Start of Block

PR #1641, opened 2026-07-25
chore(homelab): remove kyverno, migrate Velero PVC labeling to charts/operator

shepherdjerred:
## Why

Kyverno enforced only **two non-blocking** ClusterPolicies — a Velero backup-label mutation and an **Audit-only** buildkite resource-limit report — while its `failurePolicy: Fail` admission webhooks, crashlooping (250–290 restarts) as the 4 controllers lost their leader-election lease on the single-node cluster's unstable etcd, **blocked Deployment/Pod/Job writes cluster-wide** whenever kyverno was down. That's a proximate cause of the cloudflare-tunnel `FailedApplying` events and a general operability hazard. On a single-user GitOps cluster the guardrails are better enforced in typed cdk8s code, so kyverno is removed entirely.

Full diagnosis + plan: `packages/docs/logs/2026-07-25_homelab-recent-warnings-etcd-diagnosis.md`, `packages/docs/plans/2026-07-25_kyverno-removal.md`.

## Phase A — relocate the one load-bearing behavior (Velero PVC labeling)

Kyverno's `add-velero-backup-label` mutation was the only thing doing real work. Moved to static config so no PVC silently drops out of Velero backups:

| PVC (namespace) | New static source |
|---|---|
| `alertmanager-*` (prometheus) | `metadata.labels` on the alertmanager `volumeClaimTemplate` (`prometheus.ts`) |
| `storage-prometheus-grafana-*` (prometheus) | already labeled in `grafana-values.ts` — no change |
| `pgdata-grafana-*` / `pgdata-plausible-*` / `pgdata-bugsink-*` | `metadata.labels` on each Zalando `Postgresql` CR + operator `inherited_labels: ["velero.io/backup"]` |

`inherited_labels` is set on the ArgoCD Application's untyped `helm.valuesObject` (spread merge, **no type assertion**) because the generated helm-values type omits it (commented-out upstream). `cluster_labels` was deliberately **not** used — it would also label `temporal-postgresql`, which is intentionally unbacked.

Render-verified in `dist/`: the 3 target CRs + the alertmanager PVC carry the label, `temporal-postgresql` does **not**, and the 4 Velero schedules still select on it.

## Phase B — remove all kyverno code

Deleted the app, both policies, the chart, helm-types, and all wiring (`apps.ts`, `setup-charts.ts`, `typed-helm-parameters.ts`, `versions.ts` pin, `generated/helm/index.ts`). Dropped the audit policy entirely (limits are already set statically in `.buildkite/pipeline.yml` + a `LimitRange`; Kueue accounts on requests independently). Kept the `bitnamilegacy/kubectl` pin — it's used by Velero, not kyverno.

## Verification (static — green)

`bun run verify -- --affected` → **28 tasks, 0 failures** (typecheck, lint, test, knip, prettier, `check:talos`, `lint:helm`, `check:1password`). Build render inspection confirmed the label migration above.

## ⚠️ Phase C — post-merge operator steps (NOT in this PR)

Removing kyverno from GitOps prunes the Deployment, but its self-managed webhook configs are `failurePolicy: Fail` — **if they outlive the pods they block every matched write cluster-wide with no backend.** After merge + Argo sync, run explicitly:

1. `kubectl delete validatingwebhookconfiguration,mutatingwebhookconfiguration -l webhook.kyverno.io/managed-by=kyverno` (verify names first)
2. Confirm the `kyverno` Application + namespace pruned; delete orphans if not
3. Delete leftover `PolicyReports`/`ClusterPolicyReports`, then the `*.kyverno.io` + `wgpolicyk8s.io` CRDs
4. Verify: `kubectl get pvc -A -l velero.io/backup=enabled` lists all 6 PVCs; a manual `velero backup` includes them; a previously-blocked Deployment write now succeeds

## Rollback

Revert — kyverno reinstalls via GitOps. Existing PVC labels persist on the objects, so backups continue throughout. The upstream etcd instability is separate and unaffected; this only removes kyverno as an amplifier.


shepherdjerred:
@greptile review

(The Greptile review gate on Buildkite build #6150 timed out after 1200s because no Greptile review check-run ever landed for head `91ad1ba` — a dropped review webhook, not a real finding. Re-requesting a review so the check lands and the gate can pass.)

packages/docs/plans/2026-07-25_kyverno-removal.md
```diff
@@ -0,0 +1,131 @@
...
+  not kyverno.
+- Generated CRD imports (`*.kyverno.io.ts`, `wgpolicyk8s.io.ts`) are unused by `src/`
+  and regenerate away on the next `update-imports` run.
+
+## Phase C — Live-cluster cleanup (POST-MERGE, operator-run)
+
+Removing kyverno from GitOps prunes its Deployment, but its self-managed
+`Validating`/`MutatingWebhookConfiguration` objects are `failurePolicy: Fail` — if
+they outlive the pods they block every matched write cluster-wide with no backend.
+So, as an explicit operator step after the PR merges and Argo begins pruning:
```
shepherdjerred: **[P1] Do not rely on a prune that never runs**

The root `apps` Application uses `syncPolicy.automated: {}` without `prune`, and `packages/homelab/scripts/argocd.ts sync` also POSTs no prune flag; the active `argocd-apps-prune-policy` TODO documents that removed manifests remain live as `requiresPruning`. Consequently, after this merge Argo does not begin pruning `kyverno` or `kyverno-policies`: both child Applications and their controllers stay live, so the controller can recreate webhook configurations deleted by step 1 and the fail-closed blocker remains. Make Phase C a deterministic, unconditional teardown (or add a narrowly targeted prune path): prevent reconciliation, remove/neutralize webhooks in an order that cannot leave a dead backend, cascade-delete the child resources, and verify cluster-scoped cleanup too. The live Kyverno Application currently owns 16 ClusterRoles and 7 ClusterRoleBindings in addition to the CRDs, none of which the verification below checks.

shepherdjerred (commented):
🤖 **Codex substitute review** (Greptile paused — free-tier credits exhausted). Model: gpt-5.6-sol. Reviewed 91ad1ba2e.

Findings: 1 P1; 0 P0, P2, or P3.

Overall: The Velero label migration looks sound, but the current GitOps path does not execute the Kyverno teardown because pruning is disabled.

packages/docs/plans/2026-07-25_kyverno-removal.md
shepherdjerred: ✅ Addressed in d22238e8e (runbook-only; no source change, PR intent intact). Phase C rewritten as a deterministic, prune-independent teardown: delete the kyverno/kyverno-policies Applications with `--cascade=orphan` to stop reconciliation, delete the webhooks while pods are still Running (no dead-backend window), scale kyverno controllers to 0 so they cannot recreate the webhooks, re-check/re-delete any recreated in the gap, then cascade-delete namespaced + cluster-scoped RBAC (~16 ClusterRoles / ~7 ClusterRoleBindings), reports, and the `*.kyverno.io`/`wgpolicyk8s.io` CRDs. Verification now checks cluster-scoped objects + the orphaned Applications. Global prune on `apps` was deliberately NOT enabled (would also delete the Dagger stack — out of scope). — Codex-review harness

End of Block

Using the entries, count how many lines contain the string "prunes". Write only the number.

2